::: MATERIAL PROVIDED

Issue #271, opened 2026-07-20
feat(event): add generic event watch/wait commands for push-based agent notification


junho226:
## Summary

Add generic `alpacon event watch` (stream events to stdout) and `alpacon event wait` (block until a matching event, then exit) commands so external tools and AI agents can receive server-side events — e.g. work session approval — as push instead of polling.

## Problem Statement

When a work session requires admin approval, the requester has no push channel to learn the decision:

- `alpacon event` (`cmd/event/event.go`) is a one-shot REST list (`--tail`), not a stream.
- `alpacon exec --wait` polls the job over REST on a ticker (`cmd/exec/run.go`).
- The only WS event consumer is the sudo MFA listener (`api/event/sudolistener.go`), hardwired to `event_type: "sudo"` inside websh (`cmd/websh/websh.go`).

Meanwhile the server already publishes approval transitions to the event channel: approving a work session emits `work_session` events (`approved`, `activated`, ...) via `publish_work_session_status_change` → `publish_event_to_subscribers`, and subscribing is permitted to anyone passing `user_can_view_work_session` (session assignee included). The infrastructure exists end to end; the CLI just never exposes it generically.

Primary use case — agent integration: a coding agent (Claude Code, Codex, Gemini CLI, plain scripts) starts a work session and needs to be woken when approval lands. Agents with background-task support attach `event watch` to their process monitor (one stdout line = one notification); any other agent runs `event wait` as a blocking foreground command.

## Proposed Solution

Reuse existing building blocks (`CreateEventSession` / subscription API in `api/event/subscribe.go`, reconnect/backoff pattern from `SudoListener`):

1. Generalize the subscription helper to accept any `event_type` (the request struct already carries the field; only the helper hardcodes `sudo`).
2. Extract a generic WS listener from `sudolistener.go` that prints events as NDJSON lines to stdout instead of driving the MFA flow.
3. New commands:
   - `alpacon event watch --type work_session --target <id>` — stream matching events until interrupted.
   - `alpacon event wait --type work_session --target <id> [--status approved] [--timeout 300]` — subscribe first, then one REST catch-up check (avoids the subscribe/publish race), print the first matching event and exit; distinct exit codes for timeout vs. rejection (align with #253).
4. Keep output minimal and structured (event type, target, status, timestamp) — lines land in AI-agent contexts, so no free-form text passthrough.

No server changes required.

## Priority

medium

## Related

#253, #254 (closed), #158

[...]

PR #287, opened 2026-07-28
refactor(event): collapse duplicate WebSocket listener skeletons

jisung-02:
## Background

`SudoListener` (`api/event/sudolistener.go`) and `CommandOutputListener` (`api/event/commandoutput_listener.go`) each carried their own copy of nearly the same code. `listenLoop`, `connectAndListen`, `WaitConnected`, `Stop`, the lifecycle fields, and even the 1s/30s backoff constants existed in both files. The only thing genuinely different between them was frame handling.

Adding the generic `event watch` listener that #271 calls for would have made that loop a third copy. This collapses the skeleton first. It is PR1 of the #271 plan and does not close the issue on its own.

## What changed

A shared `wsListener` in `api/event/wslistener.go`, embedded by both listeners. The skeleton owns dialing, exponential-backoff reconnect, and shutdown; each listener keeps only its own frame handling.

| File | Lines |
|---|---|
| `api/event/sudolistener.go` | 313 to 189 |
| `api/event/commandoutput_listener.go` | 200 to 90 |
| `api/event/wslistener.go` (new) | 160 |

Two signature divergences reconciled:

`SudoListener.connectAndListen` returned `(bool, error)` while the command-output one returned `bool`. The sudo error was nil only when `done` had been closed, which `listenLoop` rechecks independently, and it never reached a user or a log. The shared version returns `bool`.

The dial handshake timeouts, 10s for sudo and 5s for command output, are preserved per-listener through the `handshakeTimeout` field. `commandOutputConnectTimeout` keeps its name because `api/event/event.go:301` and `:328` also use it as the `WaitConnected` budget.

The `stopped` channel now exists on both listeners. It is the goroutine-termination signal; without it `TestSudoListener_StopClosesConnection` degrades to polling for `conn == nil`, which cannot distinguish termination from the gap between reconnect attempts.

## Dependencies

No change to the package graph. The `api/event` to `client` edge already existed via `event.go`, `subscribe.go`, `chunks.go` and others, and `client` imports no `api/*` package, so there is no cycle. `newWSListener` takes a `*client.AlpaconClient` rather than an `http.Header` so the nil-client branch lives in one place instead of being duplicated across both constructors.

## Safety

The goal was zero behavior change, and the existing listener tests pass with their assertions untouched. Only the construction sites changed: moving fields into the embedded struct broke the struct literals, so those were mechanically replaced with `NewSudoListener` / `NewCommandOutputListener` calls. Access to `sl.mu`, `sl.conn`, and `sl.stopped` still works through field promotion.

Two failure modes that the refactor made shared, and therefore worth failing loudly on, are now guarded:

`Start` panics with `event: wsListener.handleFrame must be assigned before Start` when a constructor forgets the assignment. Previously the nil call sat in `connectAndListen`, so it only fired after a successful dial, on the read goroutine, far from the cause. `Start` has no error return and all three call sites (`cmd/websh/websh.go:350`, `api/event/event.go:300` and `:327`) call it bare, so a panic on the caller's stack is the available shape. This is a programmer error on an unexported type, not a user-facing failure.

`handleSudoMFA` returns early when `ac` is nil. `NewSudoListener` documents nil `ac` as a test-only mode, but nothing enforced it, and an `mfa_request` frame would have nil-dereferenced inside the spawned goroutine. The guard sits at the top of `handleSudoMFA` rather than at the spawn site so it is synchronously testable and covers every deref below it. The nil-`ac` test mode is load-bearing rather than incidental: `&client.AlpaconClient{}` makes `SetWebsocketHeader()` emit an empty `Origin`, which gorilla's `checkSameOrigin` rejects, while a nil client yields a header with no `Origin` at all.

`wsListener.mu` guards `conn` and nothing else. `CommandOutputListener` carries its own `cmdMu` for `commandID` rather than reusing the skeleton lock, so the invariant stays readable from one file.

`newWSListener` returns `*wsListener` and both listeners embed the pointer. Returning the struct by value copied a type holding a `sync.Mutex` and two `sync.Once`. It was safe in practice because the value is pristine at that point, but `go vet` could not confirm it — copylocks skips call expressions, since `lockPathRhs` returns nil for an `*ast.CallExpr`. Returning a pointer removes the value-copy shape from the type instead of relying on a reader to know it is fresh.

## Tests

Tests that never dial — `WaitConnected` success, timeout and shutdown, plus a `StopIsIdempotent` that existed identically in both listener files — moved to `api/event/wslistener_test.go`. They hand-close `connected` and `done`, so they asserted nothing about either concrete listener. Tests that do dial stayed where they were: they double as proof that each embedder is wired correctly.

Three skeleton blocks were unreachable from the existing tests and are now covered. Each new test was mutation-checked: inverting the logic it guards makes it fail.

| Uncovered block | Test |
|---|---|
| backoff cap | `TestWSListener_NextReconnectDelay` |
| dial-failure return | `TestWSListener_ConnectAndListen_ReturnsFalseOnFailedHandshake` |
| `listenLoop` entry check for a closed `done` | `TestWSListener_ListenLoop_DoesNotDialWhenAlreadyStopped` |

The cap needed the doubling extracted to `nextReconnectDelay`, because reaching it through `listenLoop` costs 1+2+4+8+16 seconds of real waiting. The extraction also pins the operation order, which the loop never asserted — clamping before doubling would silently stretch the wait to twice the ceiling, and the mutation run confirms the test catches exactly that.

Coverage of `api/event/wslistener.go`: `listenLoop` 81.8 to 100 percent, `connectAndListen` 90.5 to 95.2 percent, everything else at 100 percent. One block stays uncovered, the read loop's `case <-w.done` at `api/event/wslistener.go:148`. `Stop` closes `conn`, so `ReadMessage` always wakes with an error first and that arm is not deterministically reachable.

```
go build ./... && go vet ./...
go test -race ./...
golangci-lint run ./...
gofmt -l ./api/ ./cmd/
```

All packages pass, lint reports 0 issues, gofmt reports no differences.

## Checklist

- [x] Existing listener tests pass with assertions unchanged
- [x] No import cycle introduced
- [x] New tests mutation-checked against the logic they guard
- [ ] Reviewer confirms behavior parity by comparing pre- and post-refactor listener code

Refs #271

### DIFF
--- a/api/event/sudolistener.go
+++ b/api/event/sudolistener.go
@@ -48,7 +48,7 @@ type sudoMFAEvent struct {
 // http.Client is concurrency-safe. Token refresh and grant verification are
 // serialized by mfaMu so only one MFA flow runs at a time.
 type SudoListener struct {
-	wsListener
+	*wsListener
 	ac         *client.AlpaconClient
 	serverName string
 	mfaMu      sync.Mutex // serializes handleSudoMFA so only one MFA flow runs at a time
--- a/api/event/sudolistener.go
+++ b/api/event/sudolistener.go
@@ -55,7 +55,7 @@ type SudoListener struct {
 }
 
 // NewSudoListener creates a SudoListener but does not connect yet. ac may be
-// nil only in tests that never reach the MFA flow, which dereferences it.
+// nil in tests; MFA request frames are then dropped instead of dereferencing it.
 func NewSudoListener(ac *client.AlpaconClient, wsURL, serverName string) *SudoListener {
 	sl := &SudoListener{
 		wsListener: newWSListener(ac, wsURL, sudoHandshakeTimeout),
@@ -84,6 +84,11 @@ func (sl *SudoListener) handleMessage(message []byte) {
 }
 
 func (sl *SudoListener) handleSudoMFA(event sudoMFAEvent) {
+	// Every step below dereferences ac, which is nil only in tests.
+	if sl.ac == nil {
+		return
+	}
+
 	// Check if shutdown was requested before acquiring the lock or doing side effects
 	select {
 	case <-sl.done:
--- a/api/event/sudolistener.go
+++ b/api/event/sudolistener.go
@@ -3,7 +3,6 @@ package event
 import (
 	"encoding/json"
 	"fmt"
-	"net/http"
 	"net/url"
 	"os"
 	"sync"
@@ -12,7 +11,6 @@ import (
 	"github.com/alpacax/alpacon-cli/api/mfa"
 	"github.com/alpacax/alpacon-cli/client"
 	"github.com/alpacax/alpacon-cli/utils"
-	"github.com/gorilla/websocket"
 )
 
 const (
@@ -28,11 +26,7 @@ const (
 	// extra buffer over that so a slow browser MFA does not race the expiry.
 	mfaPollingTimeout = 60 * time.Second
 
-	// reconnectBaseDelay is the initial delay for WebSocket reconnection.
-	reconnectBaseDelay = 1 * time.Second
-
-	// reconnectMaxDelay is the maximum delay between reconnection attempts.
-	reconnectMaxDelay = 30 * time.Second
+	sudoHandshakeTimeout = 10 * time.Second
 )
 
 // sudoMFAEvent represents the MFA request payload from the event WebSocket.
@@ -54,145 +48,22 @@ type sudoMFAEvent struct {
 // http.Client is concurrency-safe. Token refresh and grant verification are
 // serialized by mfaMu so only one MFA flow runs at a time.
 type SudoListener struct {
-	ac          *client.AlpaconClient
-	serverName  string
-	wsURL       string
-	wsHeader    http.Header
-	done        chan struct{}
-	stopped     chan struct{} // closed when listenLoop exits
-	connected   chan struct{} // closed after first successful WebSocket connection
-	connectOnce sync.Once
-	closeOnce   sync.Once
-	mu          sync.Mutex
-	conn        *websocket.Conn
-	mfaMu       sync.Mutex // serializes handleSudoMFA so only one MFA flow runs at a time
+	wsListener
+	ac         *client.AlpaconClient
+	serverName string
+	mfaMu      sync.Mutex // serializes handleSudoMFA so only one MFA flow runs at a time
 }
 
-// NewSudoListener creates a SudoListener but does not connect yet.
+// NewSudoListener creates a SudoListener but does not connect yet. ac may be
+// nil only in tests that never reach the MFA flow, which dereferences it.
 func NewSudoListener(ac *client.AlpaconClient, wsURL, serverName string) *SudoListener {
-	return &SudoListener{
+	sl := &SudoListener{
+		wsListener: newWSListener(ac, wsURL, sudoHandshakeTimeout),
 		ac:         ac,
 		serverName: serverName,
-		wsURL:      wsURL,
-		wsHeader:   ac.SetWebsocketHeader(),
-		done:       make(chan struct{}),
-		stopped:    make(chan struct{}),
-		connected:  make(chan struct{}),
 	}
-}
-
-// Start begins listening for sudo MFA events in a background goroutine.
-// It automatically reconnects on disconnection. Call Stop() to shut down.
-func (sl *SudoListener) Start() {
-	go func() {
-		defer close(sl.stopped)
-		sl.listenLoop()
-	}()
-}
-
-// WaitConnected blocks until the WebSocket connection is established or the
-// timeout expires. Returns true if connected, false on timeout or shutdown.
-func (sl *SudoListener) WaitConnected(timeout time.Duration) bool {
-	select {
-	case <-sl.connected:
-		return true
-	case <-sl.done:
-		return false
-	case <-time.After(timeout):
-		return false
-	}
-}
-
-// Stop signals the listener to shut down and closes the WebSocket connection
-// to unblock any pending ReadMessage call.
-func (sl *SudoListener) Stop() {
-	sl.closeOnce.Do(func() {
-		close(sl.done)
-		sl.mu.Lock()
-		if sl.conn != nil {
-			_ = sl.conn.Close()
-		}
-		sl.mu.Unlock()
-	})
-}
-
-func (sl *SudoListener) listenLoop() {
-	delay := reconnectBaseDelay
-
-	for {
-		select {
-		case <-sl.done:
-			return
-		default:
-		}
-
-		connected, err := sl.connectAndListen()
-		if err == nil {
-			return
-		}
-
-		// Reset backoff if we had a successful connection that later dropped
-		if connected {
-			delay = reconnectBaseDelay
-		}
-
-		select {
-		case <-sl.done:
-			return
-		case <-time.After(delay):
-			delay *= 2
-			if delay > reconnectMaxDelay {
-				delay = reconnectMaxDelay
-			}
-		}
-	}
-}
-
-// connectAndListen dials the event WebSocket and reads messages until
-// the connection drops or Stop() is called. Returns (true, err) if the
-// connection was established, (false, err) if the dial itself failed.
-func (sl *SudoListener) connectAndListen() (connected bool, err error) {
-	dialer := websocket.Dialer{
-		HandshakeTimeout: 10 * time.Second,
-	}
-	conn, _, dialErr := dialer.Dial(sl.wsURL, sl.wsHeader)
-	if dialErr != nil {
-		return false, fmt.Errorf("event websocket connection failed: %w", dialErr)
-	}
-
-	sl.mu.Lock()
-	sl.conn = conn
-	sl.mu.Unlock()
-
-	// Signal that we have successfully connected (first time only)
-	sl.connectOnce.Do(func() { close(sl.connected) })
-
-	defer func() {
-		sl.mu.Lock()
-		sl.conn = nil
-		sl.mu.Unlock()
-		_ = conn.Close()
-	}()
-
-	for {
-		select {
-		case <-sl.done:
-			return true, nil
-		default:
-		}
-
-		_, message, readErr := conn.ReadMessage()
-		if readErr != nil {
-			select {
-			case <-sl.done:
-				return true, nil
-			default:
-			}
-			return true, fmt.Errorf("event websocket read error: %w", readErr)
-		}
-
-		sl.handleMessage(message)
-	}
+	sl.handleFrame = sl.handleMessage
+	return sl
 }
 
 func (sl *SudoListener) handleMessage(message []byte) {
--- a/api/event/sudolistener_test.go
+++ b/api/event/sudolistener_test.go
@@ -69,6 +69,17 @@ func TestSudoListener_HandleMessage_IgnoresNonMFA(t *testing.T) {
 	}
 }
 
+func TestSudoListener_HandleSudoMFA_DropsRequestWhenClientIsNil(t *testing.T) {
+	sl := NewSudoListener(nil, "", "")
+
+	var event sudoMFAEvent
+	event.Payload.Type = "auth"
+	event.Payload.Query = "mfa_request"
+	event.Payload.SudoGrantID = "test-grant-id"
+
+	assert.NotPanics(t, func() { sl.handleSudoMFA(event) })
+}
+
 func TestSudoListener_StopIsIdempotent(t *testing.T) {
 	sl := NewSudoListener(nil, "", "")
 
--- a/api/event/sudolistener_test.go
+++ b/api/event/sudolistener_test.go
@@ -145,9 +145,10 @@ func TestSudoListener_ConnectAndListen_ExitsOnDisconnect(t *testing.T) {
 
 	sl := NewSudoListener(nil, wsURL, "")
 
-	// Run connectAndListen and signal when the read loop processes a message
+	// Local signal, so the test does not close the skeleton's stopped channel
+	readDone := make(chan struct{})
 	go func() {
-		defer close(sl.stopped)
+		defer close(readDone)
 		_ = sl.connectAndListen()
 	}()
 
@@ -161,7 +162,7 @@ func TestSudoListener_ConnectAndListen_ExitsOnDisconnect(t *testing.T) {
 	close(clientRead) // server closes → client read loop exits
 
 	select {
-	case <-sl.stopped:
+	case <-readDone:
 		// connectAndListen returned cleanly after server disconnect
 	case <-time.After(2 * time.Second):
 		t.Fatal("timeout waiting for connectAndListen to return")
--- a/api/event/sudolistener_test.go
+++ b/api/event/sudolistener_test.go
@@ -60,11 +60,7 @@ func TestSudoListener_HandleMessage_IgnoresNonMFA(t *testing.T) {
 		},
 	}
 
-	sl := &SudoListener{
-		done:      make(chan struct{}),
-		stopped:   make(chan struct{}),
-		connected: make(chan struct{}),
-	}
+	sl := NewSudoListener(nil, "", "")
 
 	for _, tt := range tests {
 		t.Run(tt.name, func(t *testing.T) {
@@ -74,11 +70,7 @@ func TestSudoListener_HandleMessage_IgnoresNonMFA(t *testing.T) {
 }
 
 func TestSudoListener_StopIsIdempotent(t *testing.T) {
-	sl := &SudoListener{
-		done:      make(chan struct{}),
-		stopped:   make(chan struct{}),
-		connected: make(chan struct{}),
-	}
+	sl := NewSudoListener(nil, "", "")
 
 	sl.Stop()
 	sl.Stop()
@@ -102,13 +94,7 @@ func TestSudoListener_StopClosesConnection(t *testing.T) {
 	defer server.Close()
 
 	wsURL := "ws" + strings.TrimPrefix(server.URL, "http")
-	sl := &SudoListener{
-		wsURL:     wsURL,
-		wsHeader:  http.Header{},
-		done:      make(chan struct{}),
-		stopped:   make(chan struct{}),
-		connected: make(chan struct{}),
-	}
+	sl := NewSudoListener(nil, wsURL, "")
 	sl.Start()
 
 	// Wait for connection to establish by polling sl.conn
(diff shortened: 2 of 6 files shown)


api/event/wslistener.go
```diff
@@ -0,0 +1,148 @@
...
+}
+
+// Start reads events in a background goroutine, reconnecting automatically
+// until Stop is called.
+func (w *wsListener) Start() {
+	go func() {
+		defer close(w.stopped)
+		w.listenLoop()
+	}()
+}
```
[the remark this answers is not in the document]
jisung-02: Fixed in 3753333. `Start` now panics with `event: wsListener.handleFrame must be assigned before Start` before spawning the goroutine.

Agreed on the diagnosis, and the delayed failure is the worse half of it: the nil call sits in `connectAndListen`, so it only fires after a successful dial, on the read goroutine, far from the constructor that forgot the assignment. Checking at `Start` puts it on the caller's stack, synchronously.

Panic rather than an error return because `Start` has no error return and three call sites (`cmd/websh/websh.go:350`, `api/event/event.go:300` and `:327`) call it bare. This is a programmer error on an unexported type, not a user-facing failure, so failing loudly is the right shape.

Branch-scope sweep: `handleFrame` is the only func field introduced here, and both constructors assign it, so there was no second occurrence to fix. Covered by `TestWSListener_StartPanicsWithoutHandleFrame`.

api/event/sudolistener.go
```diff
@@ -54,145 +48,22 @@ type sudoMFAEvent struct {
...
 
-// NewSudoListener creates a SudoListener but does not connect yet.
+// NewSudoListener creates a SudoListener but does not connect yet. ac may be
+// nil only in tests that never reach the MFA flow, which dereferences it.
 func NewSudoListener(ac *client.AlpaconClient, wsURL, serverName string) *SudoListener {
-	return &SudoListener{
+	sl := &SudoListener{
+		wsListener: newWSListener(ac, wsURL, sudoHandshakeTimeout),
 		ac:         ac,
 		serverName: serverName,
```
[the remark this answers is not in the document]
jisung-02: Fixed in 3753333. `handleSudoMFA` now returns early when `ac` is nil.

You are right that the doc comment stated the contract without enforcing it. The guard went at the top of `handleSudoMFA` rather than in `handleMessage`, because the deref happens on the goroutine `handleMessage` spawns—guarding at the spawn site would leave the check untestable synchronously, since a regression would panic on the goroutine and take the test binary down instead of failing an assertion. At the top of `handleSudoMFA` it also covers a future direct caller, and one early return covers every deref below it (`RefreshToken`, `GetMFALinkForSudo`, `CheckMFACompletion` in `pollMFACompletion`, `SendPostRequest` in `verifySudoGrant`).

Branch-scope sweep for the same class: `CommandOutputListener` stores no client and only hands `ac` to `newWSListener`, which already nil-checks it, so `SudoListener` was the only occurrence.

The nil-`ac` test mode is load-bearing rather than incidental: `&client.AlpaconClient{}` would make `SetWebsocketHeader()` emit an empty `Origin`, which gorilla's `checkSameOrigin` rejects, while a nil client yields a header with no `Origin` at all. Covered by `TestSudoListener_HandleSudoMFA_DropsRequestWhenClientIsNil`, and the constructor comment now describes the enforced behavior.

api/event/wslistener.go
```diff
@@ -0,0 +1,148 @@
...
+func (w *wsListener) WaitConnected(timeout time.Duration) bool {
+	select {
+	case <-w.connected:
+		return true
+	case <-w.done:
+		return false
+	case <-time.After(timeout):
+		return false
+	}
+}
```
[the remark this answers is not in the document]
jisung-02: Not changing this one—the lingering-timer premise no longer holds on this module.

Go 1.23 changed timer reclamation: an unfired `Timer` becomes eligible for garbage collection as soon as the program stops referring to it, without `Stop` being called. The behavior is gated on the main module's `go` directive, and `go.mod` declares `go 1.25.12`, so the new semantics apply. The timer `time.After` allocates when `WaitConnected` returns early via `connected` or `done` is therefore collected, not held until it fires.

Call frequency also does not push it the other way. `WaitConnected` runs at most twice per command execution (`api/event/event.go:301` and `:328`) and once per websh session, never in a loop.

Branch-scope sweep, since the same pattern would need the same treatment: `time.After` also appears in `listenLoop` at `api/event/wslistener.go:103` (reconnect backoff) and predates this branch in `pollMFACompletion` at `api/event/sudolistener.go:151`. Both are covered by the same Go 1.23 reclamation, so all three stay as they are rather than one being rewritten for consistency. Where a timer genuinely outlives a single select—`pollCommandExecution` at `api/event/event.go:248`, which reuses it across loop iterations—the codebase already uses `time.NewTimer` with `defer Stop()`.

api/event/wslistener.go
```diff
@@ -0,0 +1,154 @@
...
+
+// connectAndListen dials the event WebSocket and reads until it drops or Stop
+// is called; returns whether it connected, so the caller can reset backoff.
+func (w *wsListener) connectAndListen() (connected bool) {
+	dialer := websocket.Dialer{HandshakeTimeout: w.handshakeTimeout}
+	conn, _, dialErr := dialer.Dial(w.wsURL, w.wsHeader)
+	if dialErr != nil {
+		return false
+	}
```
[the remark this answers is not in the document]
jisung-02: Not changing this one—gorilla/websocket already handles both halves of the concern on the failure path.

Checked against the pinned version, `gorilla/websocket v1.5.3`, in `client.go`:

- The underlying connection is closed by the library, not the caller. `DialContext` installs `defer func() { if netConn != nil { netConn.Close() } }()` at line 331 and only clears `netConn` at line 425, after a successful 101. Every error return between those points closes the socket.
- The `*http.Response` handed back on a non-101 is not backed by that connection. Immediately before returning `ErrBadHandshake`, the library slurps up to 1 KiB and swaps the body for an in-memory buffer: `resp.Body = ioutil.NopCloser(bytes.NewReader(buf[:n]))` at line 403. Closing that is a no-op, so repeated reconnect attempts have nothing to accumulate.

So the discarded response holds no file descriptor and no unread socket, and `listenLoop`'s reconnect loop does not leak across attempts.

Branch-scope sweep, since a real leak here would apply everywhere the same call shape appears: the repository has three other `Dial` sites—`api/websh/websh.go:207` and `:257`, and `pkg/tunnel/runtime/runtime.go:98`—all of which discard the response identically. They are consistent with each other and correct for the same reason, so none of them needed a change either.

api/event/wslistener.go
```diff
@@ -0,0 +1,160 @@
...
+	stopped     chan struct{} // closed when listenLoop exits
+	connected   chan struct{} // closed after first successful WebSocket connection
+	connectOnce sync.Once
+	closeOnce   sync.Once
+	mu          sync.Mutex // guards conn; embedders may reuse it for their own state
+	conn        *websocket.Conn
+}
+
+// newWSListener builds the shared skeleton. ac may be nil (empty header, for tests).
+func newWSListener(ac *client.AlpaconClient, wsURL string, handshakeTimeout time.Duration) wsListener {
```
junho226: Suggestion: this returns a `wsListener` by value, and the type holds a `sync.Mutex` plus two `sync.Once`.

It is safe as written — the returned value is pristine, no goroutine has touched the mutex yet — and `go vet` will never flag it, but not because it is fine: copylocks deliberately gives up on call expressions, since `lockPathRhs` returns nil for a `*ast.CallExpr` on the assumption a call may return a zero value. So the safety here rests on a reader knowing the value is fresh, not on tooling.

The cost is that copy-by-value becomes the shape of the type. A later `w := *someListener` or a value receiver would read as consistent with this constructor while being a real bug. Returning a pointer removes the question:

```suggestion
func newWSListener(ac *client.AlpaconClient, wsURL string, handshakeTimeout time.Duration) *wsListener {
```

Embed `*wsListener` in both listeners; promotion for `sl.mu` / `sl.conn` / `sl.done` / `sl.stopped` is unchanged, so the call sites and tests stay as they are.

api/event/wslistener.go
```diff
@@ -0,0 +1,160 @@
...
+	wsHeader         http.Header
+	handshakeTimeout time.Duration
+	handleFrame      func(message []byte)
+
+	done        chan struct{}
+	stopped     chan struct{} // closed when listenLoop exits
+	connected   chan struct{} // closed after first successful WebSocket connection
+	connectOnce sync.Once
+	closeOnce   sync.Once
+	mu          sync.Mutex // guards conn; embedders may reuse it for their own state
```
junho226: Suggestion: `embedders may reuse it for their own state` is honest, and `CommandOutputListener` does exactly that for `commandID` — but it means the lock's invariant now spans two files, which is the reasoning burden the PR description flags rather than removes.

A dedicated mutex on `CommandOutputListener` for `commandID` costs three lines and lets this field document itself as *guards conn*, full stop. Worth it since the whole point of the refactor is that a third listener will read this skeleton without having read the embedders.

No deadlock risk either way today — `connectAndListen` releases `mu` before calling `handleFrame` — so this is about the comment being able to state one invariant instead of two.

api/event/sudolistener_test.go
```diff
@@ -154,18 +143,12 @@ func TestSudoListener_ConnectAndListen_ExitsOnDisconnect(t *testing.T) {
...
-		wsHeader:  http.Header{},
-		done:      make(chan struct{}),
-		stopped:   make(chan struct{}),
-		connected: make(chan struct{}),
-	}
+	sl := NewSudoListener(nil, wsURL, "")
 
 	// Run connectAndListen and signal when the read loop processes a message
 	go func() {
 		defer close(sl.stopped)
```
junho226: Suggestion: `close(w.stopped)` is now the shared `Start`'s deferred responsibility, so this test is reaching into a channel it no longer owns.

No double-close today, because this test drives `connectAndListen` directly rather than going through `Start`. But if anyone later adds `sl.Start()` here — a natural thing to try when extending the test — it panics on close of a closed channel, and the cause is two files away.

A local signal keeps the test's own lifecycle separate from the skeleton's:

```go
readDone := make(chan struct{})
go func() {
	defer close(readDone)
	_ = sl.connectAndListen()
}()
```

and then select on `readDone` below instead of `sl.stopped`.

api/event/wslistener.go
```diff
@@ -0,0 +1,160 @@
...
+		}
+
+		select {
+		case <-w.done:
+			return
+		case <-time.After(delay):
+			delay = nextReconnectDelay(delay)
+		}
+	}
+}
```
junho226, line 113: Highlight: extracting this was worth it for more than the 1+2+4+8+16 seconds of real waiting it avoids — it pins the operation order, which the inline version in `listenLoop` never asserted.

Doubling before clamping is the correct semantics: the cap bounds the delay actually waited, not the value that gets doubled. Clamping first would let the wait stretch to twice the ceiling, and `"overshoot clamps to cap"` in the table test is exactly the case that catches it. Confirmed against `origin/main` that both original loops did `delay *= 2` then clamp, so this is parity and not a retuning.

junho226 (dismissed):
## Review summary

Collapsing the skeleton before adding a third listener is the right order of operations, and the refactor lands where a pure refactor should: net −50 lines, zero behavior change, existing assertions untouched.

::::::

Restate the data verbatim through the "- The only WS" line.

* RESPONSE BELOW:
Issue #271, opened 2026-07-20
feat(event): add generic event watch/wait commands for push-based agent notification


junho226:
## Summary

Add generic `alpacon event watch` (stream events to stdout) and `alpacon event wait` (block until a matching event, then exit) commands so external tools and AI agents can receive server-side events — e.g. work session approval — as push instead of polling.

## Problem Statement

When a work session requires admin approval, the requester has no push channel to learn the decision:

- `alpacon event` (`cmd/event/event.go`) is a one-shot REST list (`--tail`), not a stream.
- `alpacon exec --wait` polls the job over REST on a ticker (`cmd/exec/run.go`).
- The only WS event consumer is the sudo MFA listener (`api/event/sudolistener.go`), hardwired to `event_type: "sudo"` inside websh (`cmd/websh/websh.go`).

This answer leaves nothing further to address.